A Google search for this wood has several sources. Also, prices for several e-Bay items vary from $25 to $6800.00.

http://shop.ebay.com/items/huanghua...huanghuali&tt_encode=raw&crlp=1866358853_9395


----------



## marcruby (Nov 6, 2008)

OKLAHOMAN said:


> Marc, you had me curious also so I googled wood pens...



Ah there he is.  He also shows up under fine writing instruments, and first under handcrafted pens which which I just thought of - I tried wooden pens, custom pens and handmade pens and got nowhere.  

Thanks,

Marc

And I just tried wood pens and he wasn't there again.  It seems to fluctuate based on what you try first.  When I start with wooden pens and then try wood pens he has disappeared.  Figure that out!


----------



## Rarest wood (Nov 7, 2008)

Is there any Huanghuali on ebay I perused the offerings and saw a load of fake stuff from china it is better to go to a reputable auction house to see the real thing try the Christies site or even Sotherbys as a restorer of chinese classical furniture I can say that if you had a piece of Huanghuali furniture why would you put it on ebay??? look at this link for the real stuff http://www.christies.co.uk/LotFinder/lot_details.aspx?intObjectID=5112607
ille take some photos of some of my peices to show what the real stuff looks like soon.


----------



## Glenn McCullough (Nov 7, 2008)

Lou, 
   Stunning wood and beautiful finish.


----------



## DurocShark (Nov 7, 2008)

Stunning wood. Thanks for sharing!


----------



## Brandon25 (Nov 7, 2008)

DCBluesman said:


> Fortunately, Brandon, I'm not just the guy in the booth.  I've spent the better part of four years establishing a presence on the internet.  Four years in internet time is a lifetime in "brick and mortar" time.  I sell a large number of pens from $200 - $750 each year to folks who have either already purchased from me, who know someone who has or who believe longevity tells you something about a business.

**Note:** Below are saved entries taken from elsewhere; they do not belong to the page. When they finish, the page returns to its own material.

PR #371, opened 2018-01-10
fixed missing babel presets needed in devDependencies

hcwiley:
### Description
I just checked out this project and was not able to build the material example. realized it was just missing the babel presets for stage-0 and es2015. i guess other people have those globally installed and isn't an issue for others?

### Check List

- [x] All tests passing

### DIFF
--- a/examples/complete/material/package-lock.json
+++ b/examples/complete/material/package-lock.json
@@ -463,6 +463,17 @@
         "trim-right": "1.0.1"
       }
     },
+    "babel-helper-bindify-decorators": {
+      "version": "6.24.1",
+      "resolved": "https://registry.npmjs.org/babel-helper-bindify-decorators/-/babel-helper-bindify-decorators-6.24.1.tgz",
+      "integrity": "sha1-FMGeXxQte0fxmlJDHlKxzLxAozA=",
+      "dev": true,
+      "requires": {
+        "babel-runtime": "6.26.0",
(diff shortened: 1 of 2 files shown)


prescottprue:
@hcwiley The material example actually does not use those presets anymore [it now uses `babel-preset-env`](https://github.com/prescottprue/react-redux-firebase/blob/master/examples/complete/material/package.json#L57). It looks like the `.babelrc` is still there when it should have been removed (babel settings are in build folder).

As [noted in the comment at the top of the `.babelrc` file](https://github.com/prescottprue/react-redux-firebase/blob/master/examples/complete/material/.babelrc#L1-L4), the `.babelrc` file being there is just to prevent an issue some users had with a global `.babelrc` being used.

The best course of action is probably just to update the `.babelrc` to no include anything (just empty config). That way hopefully it is less confusing (understandable that seeing those presets in there makes one think they are being used).

prescottprue:
Just pushed up changes which include removing the `.babelrc` file and including `babelrc: false` to prevent global babelrc files [as described in this babel discuss post](http://discuss.babeljs.io/t/solved-how-do-we-make-babel-ignore-babelrc-when-used-in-webpack/147/4).

Thanks for reporting!

hcwiley:
ok cool! thanks. I'm not as up to speed with react stuff as I used to be, so not sure the right approach, just knew it wasn't working as intended!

Well there you go then! I'm very glad you have customers that can appreciate what you've got to offer. I think we can all strive for that.


----------



## gerryr (Nov 7, 2008)

I'm jealous, you actually got some of this stuff.  Beautiful work as always.


----------



## altaciii (Nov 7, 2008)

Wow, I guess I got in at the end of a pretty tough crowd, Lou.  It was fun reading through all the stuff (good and bad) that everyone had to say.  I take it by your post that we will get to see another pic of this particular pen in the near future.  My 2 cents, I think the pen looks great, but with this hard crowd here, I have to agree, I would be hard pressed as a buyer to spend a premium for a special wood if it were not perfect, like most everything else I've seen you post.


----------



## PR_Princess (Nov 8, 2008)

That is a beautiful looking wood, Lou! And of course, it has a great "story" too. We are always looking for something extra special and rare to intrigue the couple of collectors that we have. These almost never available timbers from rarest woods look like they will fit the bill perfectly.

Thank you for taking this on and posting! If we get it in gear, we may still be able to get some of this in for Christmas.


----------